Chi deve vigilare affinchè ciò non avvenga non sempre ci riesce e non di rado a sua volta approfitta della propria posizione per abusare dei più deboli e indifesi. Funzionari corrotti pretendono prestazioni sessuali in cambio di cibo e altri generi di prima necessità, denaro per accelerare qualche pratica. L’Ispettorato generale dell’Unhcr nel 2017 ha ricevuto complessivamente quasi 400 denunce di frodi, oltre che di abusi e sfruttamento sessuale, che nella metà dei casi sono risultate fondate. In Sudan, ad esempio, si è scoperto che dei dipendenti Unhcr fanno pagare da 35.000 a 40.000 dollari la riallocazione di una famiglia di rifugiati. In Uganda si indaga da febbraio su casi di corruzione, uso improprio dei fondi e, quel che è peggio, l’esistenza di organizzazioni che praticano la tratta di donne e bambine, destinate alla prostituzione e a matrimoni forzati, e di addetti che fanno pagare ai rifugiati servizi che dovrebbero essere gratuiti.
Inattività e dipendenza totale pongono ulteriori problemi. Se prolungate, demoralizzano, creano insicurezza, depressione, privano di dignità, autostima, rispetto, minano i rapporti famigliari, tra coniugi e tra genitori e figli. La portata del danno, che può essere insanabile, è sempre più evidente e preoccupante.

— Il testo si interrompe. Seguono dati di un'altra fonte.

PR #551, opened 2021-09-15
fix(appversion): fix version filtering

Birkbjo:
We allow null and empty strings for `maxDhisVersion`, and the previous filtering implementation would just do a naive `where`, so it would not return any results.

This implements a generic way to include "empty" results for a filter through an option `includeEmpty` to `applyOneToQuery`. Empty is defined as `null`, the empty string `''` or a string with just spaces.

Per porvi rimedio, dal 2016 l’Unhcr ha introdotto un programma di assistenza che include la corresponsione ai profughi di denaro contante per far sì che possano almeno in parte provvedere direttamente ai propri bisogni e a quelli dei loro famigliari. Nei primi due anni di attuazione l’agenzia Onu ha distribuito 1,2 miliardi di dollari, per lo più con un sistema di accredito elettronico tramite app chiamato Mobile Money. Ne hanno già usufruito 10,5 milioni di persone, in 94 paesi, tra cui Libano, Giordania, Somalia, Sudan, Afghanistan, Bangladesh, Uganda. Attualmente ai destinatari del progetto l’Unhcr fornisce più contanti che aiuti in natura.

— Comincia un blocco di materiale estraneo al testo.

PR #560, opened 2021-10-01
fix: add super agent proxy

Birkbjo:
`rest-facade` ( a dependency of `auth0`) moved `superagent` from dependency to peerDependency without a major version bump. This causes the resolved version to not include this dependency and the server fails on startup due to `no module found`. 

This should hopefully be fixed upstream, and others have also been affected by this: https://github.com/ngonzalvez/rest-facade/issues/60 and https://github.com/auth0/node-auth0/issues/663 .

If this is not fixed in either `rest-facade` or `auth0`  by monday, we should merge this. Otherwise we can just do a version bump when that happens.

### DIFF
--- a/server/package.json
+++ b/server/package.json
@@ -47,6 +47,7 @@
         "rimraf": "^3.0.1",
         "semver": "^7.3.2",
         "slugify": "^1.6.0",
+        "superagent": "^6.1.0",
         "uuid": "^8.3.2"
     },
     "devDependencies": {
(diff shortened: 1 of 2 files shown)


ngonzalvez:
Hi, this is fixed in `v1.16.1` of `rest-facade`. Please confirm whether the issue is resolved.

Birkbjo:
Closing due to being fixed in both our pipeline and a new version of `rest-facade`, thanks for the quick fix @ngonzalvez !
Small explanation as to how this propagated to the staging server below:

This issue was a combination of breaking change by `rest-facade` and our publish pipeline ignoring the `yarn.lock`-file. The latter is the reason a broken dependency managed to be published and crash the staging-server upon start (it rolled back of course). 
This happened due to  a bug in the `Dockerfile`. The `yarn.lock`-file was not copied correctly to the image before running `yarn install`, only the server-folder was copied, and the `yarn.lock`-file is in the root... And without the lock-file, most (unless locked) dependencies have always resolved to the latest minor versions. 
This was a good discovery, and probably would have bitten us down the line anyway, so it's great that we noticed this.

But as @varl said best:
> that it's worked for so long is a true testament to the stability of the dependencies we have chosen.
_looks at the bright side of life_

È un sistema sicuro, spiegano i funzionari dell’Unhcr, perché i profughi ritirano il denaro man mano che ne hanno bisogno e quindi non circolano con molto contante con il rischio di subire aggressioni e furti. Il sistema favorisce l’economia locale perché i profughi acquistano merci e servizi locali invece di riceverli da enti e organismi che si riforniscono altrove, addirittura importandoli. Ma soprattutto tutela la dignità e aumenta la capacità di resilienza dei profughi, rendendo la loro dipendenza meno opprimente e imbarazzante. Una mamma che, come quanto era a casa, entra in un negozio, acquista per i figli cibo, quaderni e matite, qualche volta un giocattolo o il necessario per cucinare un dolce, invece di mettersi in fila e aspettare il suo turno davanti a un centro di distribuzione dove riceverà beni scelti da altri, non si sente mortificata, inutile, inadeguata. I suoi figli si fidano di lei e hanno meno paura. Un numero crescente di persone inoltre impiega quel che riesce a risparmiare per avviare piccole attività redditizie e il loro esempio stimola altri a fare altrettanto.
Il denaro viene assegnato senza condizioni, i profughi possono scegliere come spenderlo. C’era ovviamente il timore che qualcuno sprecasse il denaro a disposizione. Per ora si è dimostrato infondato.